In its traditional sense, the concept of the rule of law did not mean simply “obey the government.” It also reflected the ideal of individual liberty and the idea that the law should grant all individuals equal protection for their rights to liberty and property. As David Gordon has observed, “The rule of law is an ideal commanding wide respect, by no means confined to those of classical-liberal or libertarian inclinations.” It commands wide respect precisely because it transcends political and ideological divisions, reflecting the ideal that all citizens enjoy the equal protection of the law against the violation of their rights.
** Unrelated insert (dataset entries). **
PR #1177, opened 2024-07-14
disallow instant kicks in penalty shootout and penalty kick

vivi-enne:
## Why? What?

Tests for penalty shootout looked better without instant kicks. In my opinion a little jockeling is fine in this phase.
More small changes to addresses #546.

Fixes #

## ToDo / Known Issues

- [ ] should be tested again on the field

## How to Test
Use GameController in Penalty Shootout with a HULKs striker and compare main against this.

### DIFF
--- a/crates/control/src/kick_target_provider.rs
+++ b/crates/control/src/kick_target_provider.rs
@@ -7,7 +7,7 @@ use framework::MainOutput;
 use geometry::{circle::Circle, line_segment::LineSegment, two_line_segments::TwoLineSegments};
 use linear_algebra::{distance, point, Isometry2, Point2};
 use serde::{Deserialize, Serialize};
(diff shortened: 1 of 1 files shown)


crates/control/src/kick_target_provider.rs
```diff
@@ -154,6 +154,20 @@ fn collect_kick_targets(
         })
     );
 
+    let is_penalty_shoot = matches!(
```
oleflb, line 157: Prefer matching both patterns simultaneously using | and only one matches!

oleflb (changes requested):
Minor thing, also still requires testing

oleflb:
@Vivituhh do you think we still want this?

Vivituhh:
If our kicks are better now, we can close this. One could implement it again if needed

If the rule of law requires the equal protection of citizens’ property rights, then any laws which extinguish property rights instead of protecting them is not “the rule of law” but its very antithesis.
In “The Constitution of Liberty” Friedrich Hayek draws a distinction between what is legal, in the sense that it is permitted by the law, and the rule of law as a constitutional principle which limits the powers of the state, including its power to enact legislation that undermines liberty and justice:
“[The rule of law] is a doctrine concerning what the law ought to be, concerning the general attributes that particular laws should possess. This is important because today the conception of the rule of law is sometimes confused with the requirement of mere legality in all government action. The rule of law, of course, presupposes complete legality, but this is not enough: if a law gave the government unlimited power to act as it pleased, all its actions would be legal, but it would certainly not be under the rule of law. The rule of law, therefore, is also more than constitutionalism: it requires that all laws conform to certain principles.”
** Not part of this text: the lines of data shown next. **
Issue #998, opened 2024-05-04
Check ideas for Line Detection


oleflb:
Lets check what other teams do:
- Check what BHuman/HTWK/... do
- Read again Justus BA

h3ndrk:
Current ideas:

- Readd horizontal segments (we had them once, look into Git and port them back to current `main`)
    - Reduce maximum line segment length since we don't need to accept extremely diagonal lines anymore then
- Segmentation: Instead of finding the edge (maximum change in difference) in the stride pixels, we may want to find it in real pixels to increase segment boundary accuracy
- Segmentation: First calculate field color on the sample points for the segment color and then do some majority thesholding whether something is field color (currently we are calculating a median color and then calculate a single field color)
- Segmentation: Calculate median of Y and then take the whole pixel color instead of also calculating the median for the other channels
- Segmentation: Place horizontal and vertical segments over each other to detect higher-level regions
- Segmentation: Respect locality of segments: Currently all segments are evaluated individually for field color, but it may make sense to cluster neighboring regions. B-Human also does this.
- Implement custom white-balance
- Field Color: Use a different color space for field color, for example rotate the intensity vector (currently it is only pointing how green something is but maybe we need to measure whether something is green/blueish...)
- Use amount of line segments in localization scoring
- Dilation, open closing (I forgot what that means)
- Train a Support Vector Machine for tuning vision parameters

tuxbotix:
http://www.ipol.im/pub/art/2012/gjmr-lsd/  This was also an interesting approach, available on OpenCV (so we could test it via the Rust bindings).

Performance-wise, not super fast if you feed the whole image, but you don't need most of the preprocessing needed for an approach like Canny. I was testing this out to see if I can do the calibration with Line detection.

oleflb:
@julianschuler and I tested LSD already, it also failed to find lines under kassel lighting conditions

schmidma:
What is the plan for this until RC24? Are you able to work on it? Can the issue be split up into smaller parts? This would allow multiple people to work on improving line detection

h3ndrk:
[...]

PR #1179, opened 2024-07-14
Sample more pixels for color calculation of segments

h3ndrk:
## Why? What?

We are currently only sampling up to 3 pixels for each segment in the image segmenter. My assumption is that if we sample more pixels, we should get a more stable color for segments. Therefore, I now sample every pixel with a stride in the segment instead of a fixed amount of pixels.

In addition, previously we calculated a median in all color channels individually. This PR only selects the pixel with the median Y value and uses it as a whole.

Related to #998 

## ToDo / Known Issues

#998

#998

## How to Test

Deploy to a NAO or replay through a recording and observe that the segment colors are still sensible.

### DIFF
--- a/crates/vision/src/image_segmenter.rs
+++ b/crates/vision/src/image_segmenter.rs
@@ -1,4 +1,7 @@
-use std::time::{Duration, Instant};
+use std::{
+    ops::{Add, Range},
+    time::{Duration, Instant},
+};
 
 use color_eyre::Result;
 use projection::{camera_matrix::CameraMatrix, horizon::Horizon};
@@ -236,10 +239,8 @@ fn new_vertical_scan_line(
                 fix_previous_edge_type(&mut segments);
                 break;
             }
-            segments.push(set_color_in_vertical_segment(
-                segment,
-                image,
-                position,
+            segments.push(set_field_color_in_vertical_segment(
+                set_color_in_vertical_segment(segment, image, position),
                 field_color,
             ));
         }
@@ -254,10 +255,8 @@ fn new_vertical_scan_line(
         field_color: Intensity::Low,
     };
     if !segment_is_below_limbs(position as u16, &last_segment, projected_limbs) {
-        segments.push(set_color_in_vertical_segment(
-            last_segment,
-            image,
-            position,
+        segments.push(set_field_color_in_vertical_segment(
+            set_color_in_vertical_segment(last_segment, image, position),
             field_color,
         ));
     }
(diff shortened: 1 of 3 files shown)


crates/vision/src/image_segmenter.rs
```diff
@@ -315,94 +314,62 @@ fn pixel_to_edge_detection_value(
...
     segment.field_color = field_color.get_intensity(segment.color);
     segment
 }
 
+fn sample_image_pixels_vertically(
+    image: &YCbCr422Image,
+    x: u32,
+    y: Range<u32>,
+    stride: u32,
+) -> Vec<YCbCr444> {
```
schmidma, line 350: This is doing a heap allocation in a hot loop. We should sanity check performance. Maybe using the replay after the test game

crates/vision/src/image_segmenter.rs
```diff
@@ -315,94 +314,62 @@ fn pixel_to_edge_detection_value(
...
+    segment.color = *median_pixel;
+    segment
+}
+
+fn set_field_color_in_vertical_segment(mut segment: Segment, field_color: &FieldColor) -> Segment {
     segment.field_color = field_color.get_intensity(segment.color);
     segment
 }
 
+fn sample_image_pixels_vertically(
```
schmidma, line 345: What do you think about making this a function of the `Image`? To hide a lot of implementation detail, and not making the `coordinates_to_buffer_index` function `pub`.
Maybe consider replacing "vertically" with something like column?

Many terrible things can therefore be legal — slavery was legal for many centuries, and racial segregation was legal in many jurisdictions. Abortion and euthanasia, which many people also hold to be abhorrent, are also legal in many jurisdictions. Current race-based laws, described as “equity,” are also legal in that they are permitted by various equality, human rights and civil rights laws. But as Hayek observed, the fact that what the state permits is completely legal does not mean it conforms to the rule of law. Hayek saw the rule of law as “a rule concerning what the law ought to be, a meta-legal doctrine or a political ideal ... a common ideal shared and unquestioningly accepted by the majority.”
Statutory interventions that undermine property rights reveal a painful truth — Hayek’s notion of a “political ideal” shared by the majority is breaking down. Many in the West no longer uphold the sanctity of property rights reflected in the English or early American common law. Instead, they embrace utilitarian precepts that accord significant weight to egalitarian ideals. In a cost-benefit analysis of seizing people’s homes to house immigrants, they would give significant weight to diversity, inclusion and equity as a benefit of such expropriation. Yet even in the face of these pressures — indeed, especially when faced with these challenges — it is important to uphold the rule of law in its traditional sense of an ideal requiring the protection of life, liberty and property.